Could you give the records below again exactly as they stand?

○ ○ ○ ○

PR #1177, opened 2023-02-27
Remove LookupItem class

ethax-ross:
[Trello-4200](https://trello.com/c/hKLgzDqy/4200-remove-lookupitem-class)

We no longer reference this class as it was replaced by `Country` and `TeachingSubject`. We kept it in place so there was no downtime during deployment of the replacement classes, but it can now be safely removed.


asatwal (approved):
👍 LGTM

PR #1178, opened 2023-02-27
Remove unused address fields from adviser sign up

ethax-ross:
[Trello-4151](https://trello.com/c/cYOL1Few/4151-clean-up-adviser-funnel-address-postcode-fields)

We no longer ask for the address line 1/2 and city as part of the adviser sign up; these fields can be removed.


asatwal (approved):
👍 LGTM

PR #1215, opened 2023-03-30
Revert "Disable Hanfire Prometheus metrics exporter"

ethax-ross:
Reverts DFE-Digital/get-into-teaching-api#1209

I think this was just an issue due to the unusually high volumes of jobs we queued up during the recent Apply backfill operation; reverting it so we get job metrics back in production.


asatwal (approved):
👍

PR #1217, opened 2023-03-31
Require first name on matchback

ethax-ross:
[Trello-4372](https://trello.com/c/iDqBrbp4/4372-clean-up-existingcandidaterequest-model)

We only use the email address in the matchback logic itself, but we reference the candidate by their first name in the email that we send out with their access code; we need to retain this field/ensure make it mandatory.


asatwal (approved):
👍

PR #1225, opened 2023-04-12
Grant GetIntoTeaching role access to adviser sign up

ethax-ross:
[Trello-4444](https://trello.com/c/0PFn0Tb7/4444-spike-investigate-moving-the-adviser-funnel-to-git)

We are planning on migrating the TTA service into the GiT website. For the spike the GiT app needs to be able to submit to the TTA endpoints; once we're happy with the solution the API namespaces will be updated to reflect the TTA service migration into GiT.


asatwal (approved):
👍

PR #1227, opened 2023-04-17
Fix metrics erroring out after update

ethax-ross:
[Trello-4472](https://trello.com/c/lrqFaQTM/4472-fix-grafana-panels-re-one-time-passwords)

We recently updated our .NET Core Prometheus Client and the update appears to have introduced a bug with exemplars. Since we don't use exemplars at the moment we can disable the behaviour as a workaround until its patched in the library.


asatwal (approved):
👍

PR #1265, opened 2023-07-05
Add env var to check redis connection string is present

plisovin:


divesh987:
[Remove VCAP services dependencies](https://trello.com/c/jJUicruz/465-remove-vcap-services-dependencies)

PR #1268, opened 2023-07-11
Fix redis configuration in case redis connection string is used for aks

plisovin:


divesh987 (approved):

divesh987:
[Remove VCAP services dependencies](https://trello.com/c/jJUicruz/465-remove-vcap-services-dependencies)

PR #1321, opened 2023-11-16
[669] Update the buildx action

saliceti:
## What
It was pinned to 0.9.1 for compatibility with GOV.UK PaaS. Now that we run on AKS, this limitations does not apply and we can use the default version.


saliceti:
[GIT-API: Decommission paas environments and code](https://trello.com/c/AKvLo2fS/669-git-api-decommission-paas-environments-and-code)

johnake (approved):

PR #1329, opened 2023-12-11
[669] Clean up code after migration

saliceti:
## Description
- Deleted paas deploment code
- Removed references to paas
- Reintroduced missing smoke test
- Fixed labeler config for V5


.github/labeler.yml
```diff
@@ -1,18 +1,23 @@
 ---
 
 VisualCSharp:
-  - GetIntoTeachingApi/**/*.cs
+- changed-files:
```
martyn-w, line 4: Thanks for updating this - however, the labeler is still throwing errors:

```
Run actions/labeler@main
The configuration file (path: .github/labeler.yml) was not found locally, fetching via the api
Error: Error: found unexpected type for label 'VisualCSharp' (should be array of config options)
Error: found unexpected type for label 'VisualCSharp' (should be array of config options)
```

saliceti: Yes it's a bit confusing but it turns out the "pull_request_target" trigger picks up the yml file from the master branch, so it will only work after merging.
I did test it with the "pull_request" trigger which picked up the yml file from the PR branch and it worked: https://github.com/DFE-Digital/get-into-teaching-api/actions/runs/7183796826

martyn-w (approved):
👍  Looks good - thanks very much for tidying this up 👍

.github/labeler.yml
martyn-w: Jolly good - that would explain it!

PR #1342, opened 2024-01-19
high availability disabled

VenkataChalla554:
SKU and High availability upgrades can't be done same time. Disable High availability .


saliceti:
Not required anymore, closing

PR #1433, opened 2024-06-06
Bugfix to apply candidate sync job

martyn-w:
This corrects a bug introduced by the upgrade of the `Flurl.Http` library in PR #1383 which changed the default json parsing library from `Newtonsoft.Json` to `System.Text.Json`. A consequence of this bug was that parsing of the Apply Candidates API fails and so synchronisation between Apply and the CRM failed.

This fix imports the library `Flurl.Http.Newtonsoft` and adds calls to `FlurlHttp.Clients.UseNewtonsoft()` to enforce usage of the Newtonsoft serializer.

For more information, see:

* https://flurl.dev/docs/upgrade/
* https://www.nuget.org/packages/Flurl.Http.Newtonsoft/#readme-body-tab


asatwal (approved):
👍 LGTM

○ ○ ○ ○

*ANSWER SECTION*:
PR #1177, opened 2023-02-27
Remove LookupItem class

ethax-ross:
[Trello-4200](https://trello.com/c/hKLgzDqy/4200-remove-lookupitem-class)

We no longer reference this class as it was replaced by `Country` and `TeachingSubject`. We kept it in place so there was no downtime during deployment of the replacement classes, but it can now be safely removed.


asatwal (approved):
👍 LGTM

PR #1178, opened 2023-02-27
Remove unused address fields from adviser sign up

ethax-ross:
[Trello-4151](https://trello.com/c/cYOL1Few/4151-clean-up-adviser-funnel-address-postcode-fields)

We no longer ask for the address line 1/2 and city as part of the adviser sign up; these fields can be removed.


asatwal (approved):
👍 LGTM

PR #1215, opened 2023-03-30
Revert "Disable Hanfire Prometheus metrics exporter"

ethax-ross:
Reverts DFE-Digital/get-into-teaching-api#1209

I think this was just an issue due to the unusually high volumes of jobs we queued up during the recent Apply backfill operation; reverting it so we get job metrics back in production.


asatwal (approved):
👍

PR #1217, opened 2023-03-31
Require first name on matchback

ethax-ross:
[Trello-4372](https://trello.com/c/iDqBrbp4/4372-clean-up-existingcandidaterequest-model)

We only use the email address in the matchback logic itself, but we reference the candidate by their first name in the email that we send out with their access code; we need to retain this field/ensure make it mandatory.


asatwal (approved):
👍

PR #1225, opened 2023-04-12
Grant GetIntoTeaching role access to adviser sign up

ethax-ross:
[Trello-4444](https://trello.com/c/0PFn0Tb7/4444-spike-investigate-moving-the-adviser-funnel-to-git)

We are planning on migrating the TTA service into the GiT website. For the spike the GiT app needs to be able to submit to the TTA endpoints; once we're happy with the solution the API namespaces will be updated to reflect the TTA service migration into GiT.


asatwal (approved):
👍

PR #1227, opened 2023-04-17
Fix metrics erroring out after update

ethax-ross:
[Trello-4472](https://trello.com/c/lrqFaQTM/4472-fix-grafana-panels-re-one-time-passwords)

We recently updated our .NET Core Prometheus Client and the update appears to have introduced a bug with exemplars. Since we don't use exemplars at the moment we can disable the behaviour as a workaround until its patched in the library.


asatwal (approved):
👍

PR #1265, opened 2023-07-05
Add env var to check redis connection string is present

plisovin:


divesh987:
[Remove VCAP services dependencies](https://trello.com/c/jJUicruz/465-remove-vcap-services-dependencies)

PR #1268, opened 2023-07-11
Fix redis configuration in case redis connection string is used for aks

plisovin:


divesh987 (approved):

divesh987:
[Remove VCAP services dependencies](https://trello.com/c/jJUicruz/465-remove-vcap-services-dependencies)

PR #1321, opened 2023-11-16
[669] Update the buildx action

saliceti:
## What
It was pinned to 0.9.1 for compatibility with GOV.UK PaaS. Now that we run on AKS, this limitations does not apply and we can use the default version.


saliceti:
[GIT-API: Decommission paas environments and code](https://trello.com/c/AKvLo2fS/669-git-api-decommission-paas-environments-and-code)

johnake (approved):

PR #1329, opened 2023-12-11
[669] Clean up code after migration

saliceti:
## Description
- Deleted paas deploment code
- Removed references to paas
- Reintroduced missing smoke test
- Fixed labeler config for V5


.github/labeler.yml
```diff
@@ -1,18 +1,23 @@
 ---
 
 VisualCSharp:
-  - GetIntoTeachingApi/**/*.cs
+- changed-files:
```
martyn-w, line 4: Thanks for updating this - however, the labeler is still throwing errors:

```
Run actions/labeler@main
The configuration file (path: .github/labeler.yml) was not found locally, fetching via the api
Error: Error: found unexpected type for label 'VisualCSharp' (should be array of config options)
Error: found unexpected type for label 'VisualCSharp' (should be array of config options)
```

saliceti: Yes it's a bit confusing but it turns out the "pull_request_target" trigger picks up the yml file from the master branch, so it will only work after merging.
I did test it with the "pull_request" trigger which picked up the yml file from the PR branch and it worked: https://github.com/DFE-Digital/get-into-teaching-api/actions/runs/7183796826

martyn-w (approved):
👍  Looks good - thanks very much for tidying this up 👍

.github/labeler.yml
martyn-w: Jolly good - that would explain it!

PR #1342, opened 2024-01-19
high availability disabled

VenkataChalla554:
SKU and High availability upgrades can't be done same time. Disable High availability .


saliceti:
Not required anymore, closing

PR #1433, opened 2024-06-06
Bugfix to apply candidate sync job

martyn-w:
This corrects a bug introduced by the upgrade of the `Flurl.Http` library in PR #1383 which changed the default json parsing library from `Newtonsoft.Json` to `System.Text.Json`. A consequence of this bug was that parsing of the Apply Candidates API fails and so synchronisation between Apply and the CRM failed.

This fix imports the library `Flurl.Http.Newtonsoft` and adds calls to `FlurlHttp.Clients.UseNewtonsoft()` to enforce usage of the Newtonsoft serializer.

For more information, see:

* https://flurl.dev/docs/upgrade/
* https://www.nuget.org/packages/Flurl.Http.Newtonsoft/#readme-body-tab


asatwal (approved):
👍 LGTM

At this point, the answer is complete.